Does Your House Earn More Than You?

May 29, 2025

Description:

This article looks at new data showing where Australian homes have increased in value more than average wages, with Perth leading the pack. It explores how interest rates and supply shortages are shaping these trends across major cities and regions.

Keywords:

Australia property market, house prices vs income, Perth real estate, Melbourne housing, Sydney property trends, interest rate impact, housing affordability, Ray White data, regional property prices, 2025 real estate trends

 

Does Your House Earn More Than You?

In Australia’s two-speed housing market, the answer to whether your house earns more than you depends heavily on where you live. New analysis by Ray White reveals a striking divergence across the country: in booming western cities like Perth, homes have delivered bigger returns over the past year than average salaries. Meanwhile, in major east coast cities such as Sydney and Melbourne, wage earners are outpacing house price growth—for now.

Perth: Property Outpaces Pay

Between April 2024 and April 2025, Perth’s median house price jumped by $95,022, rising from $812,482 to $907,504. That growth eclipsed the average annual salary in Western Australia, which sat at $81,568, according to ABS data. The surge in Perth’s housing market is fueled by a severe shortage of new housing stock, ongoing construction challenges, and a long-awaited recovery from its post-mining boom downturn.
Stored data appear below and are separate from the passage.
PR #972, opened 2021-02-22
NDRS-880: Add an integration test for a node syncing with upgraded network.

goral09:
https://casperlabs.atlassian.net/browse/NDRS-880
https://casperlabs.atlassian.net/browse/NDRS-849

### DIFF
--- a/utils/nctl/sh/scenarios/sync_upgrade_test.sh
+++ b/utils/nctl/sh/scenarios/sync_upgrade_test.sh
@@ -1,0 +1,220 @@
+#!/usr/bin/env bash
+
+source "$NCTL"/sh/utils/main.sh
+source "$NCTL"/sh/views/utils.sh
+source "$NCTL"/sh/assets/upgrade.sh
+source "$NCTL"/sh/node/svc_"$NCTL_DAEMON_TYPE".sh
+
+# Exit if any of the commands fail.
+set -e
+
+#######################################
+# Runs an integration tests that tries to sync a new node
+# with an upgraded network.
+#
+# Arguments:
+#   `node=XXX` ID of a new node. Default=6
+#   `timeout=XXX` timeout (in seconds) when syncing. Default=300 seconds.
+#   `version=X_Y_Z` new protocol version to upgrade to. Default=2_0_0.
+#   `era=X` at which the upgrade should take place. Default=3.
+#######################################
+function main() {
+    log "------------------------------------------------------------"
+    log "Syncing node begins"
+    log "------------------------------------------------------------"
+
+    do_await_genesis_era_to_complete
+
+    # 1. Send batch of Wasm deploys
+    do_send_wasm_deploys
+    # 2. Send batch of native transfers
+    do_send_transfers
+    # 3. Wait until they're all included in the chain.
+    do_await_deploy_inclusion
+    # 4. Upgrade the network
+    do_upgrade_network
+    # 5. Wait for the network to upgrade.
+    do_await_network_upgrade
+    # 6. Take a note of the last finalized block hash
+    do_read_lfb_hash
+    # 7. Send batch of Wasm deploys
+    do_send_wasm_deploys
+    # 8. Send batch of native transfers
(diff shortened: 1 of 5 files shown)


linclelinkpart5 (approved):
Looks good to me!

utils/nctl/sh/scenarios/sync_upgrade_test.sh
```diff
@@ -0,0 +1,220 @@
...
+}
+
+function do_upgrade_network() {
+    log_step "scheduling the network upgrade to version ${PROTOCOL_VERSION} at era ${ACTIVATE_ERA}"
+    for NODE_ID in $(seq 1 "$(get_count_of_nodes)"); do
+        _upgrade_node "$PROTOCOL_VERSION" "$ACTIVATE_ERA" "$NODE_ID"
+    done
+}
+
+function do_await_network_upgrade() {
```
TomVasile, line 79: maybe we should add a timeout or an error check here so we don't potentially wait forever in case of a bug

utils/nctl/sh/scenarios/sync_upgrade_test.sh
```diff
@@ -0,0 +1,220 @@
...
+}
+
+function do_await_deploy_inclusion() {
+    # Should be enough to await for one era.
+    log_step "awaiting one era…"
+    await_n_eras 1
+}
+
+function do_read_lfb_hash() {
+    local NODE_ID=${1}
```
TomVasile, line 121: argument is not used in line 39: https://github.com/CasperLabs/casper-node/pull/972/files?diff=split&w=1#diff-ec589c4feae2193851f12fd81a6ed2dc3f4be5de75d630910865dc4adf449bbeR39

utils/nctl/sh/scenarios/sync_upgrade_test.sh
```diff
@@ -0,0 +1,220 @@
...
+    local TRANSFERS_COUNT=5
+    local NODE_ID="random"
+
+    # Enumerate set of users.
+    for USER_ID in $(seq 1 "$(get_count_of_users)"); do
+        dispatch_native "$AMOUNT" "$USER_ID" "$TRANSFERS_COUNT" "$NODE_ID"
+    done
+}
+
+function do_await_deploy_inclusion() {
```
TomVasile, line 114: function name is a bit misleading since its not actually checking the deploys were included

utils/nctl/sh/scenarios/sync_upgrade_test.sh
goral09: Oh yeah, definitely a good idea :) especially that I hit this problem in my tests :sweat_smile:

utils/nctl/sh/scenarios/sync_upgrade_test.sh
goral09: I know but tracking the inclusion status of randomly generated deploys is going to be a pain. It's supposed to be tested with other WG-based tests. Here I just want to "pretend" they are included, which they should with nctl parameters. It's also not critical that they're all included. It's enough if some of them are. I could call `await_n_eras 1` but that wouldn't convey why I'm doing it. Hence this method.

utils/nctl/sh/scenarios/sync_upgrade_test.sh
goral09: That's intended. This method is used two-fold: one, it assigns the current LFB to the global `LFB_HASH` variable. Two, it returns it to the caller – which is used in `do_await_full_synchronization`.

utils/nctl/sh/scenarios/sync_upgrade_test.sh
goral09: Done in [`36f81a6` (#972)](https://github.com/CasperLabs/casper-node/pull/972/commits/36f81a604ef7657252e0912ae46bc115a5681649)

TomVasile (approved):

“There’s been a bit of catch-up,” said Ray White chief economist Nerida Conisbee. “For 10–15 years, house prices fell in Perth, so prices have jumped to get back to where they should have been.”

East Coast Markets: Wages Win

In contrast, Melbourne homeowners saw modest house price growth of just $13,805 over the year—well below the average income of $76,617. Sydney fared slightly better, with house prices increasing by $52,006, compared to an annual income of $78,512.

Adelaide and Brisbane sat in a more balanced middle ground. Brisbane’s house price growth was just $2411 shy of matching the average income, while Adelaide’s property gain was only $227 short. These markets, having recently emerged from their own mini-booms, appear to be stabilizing.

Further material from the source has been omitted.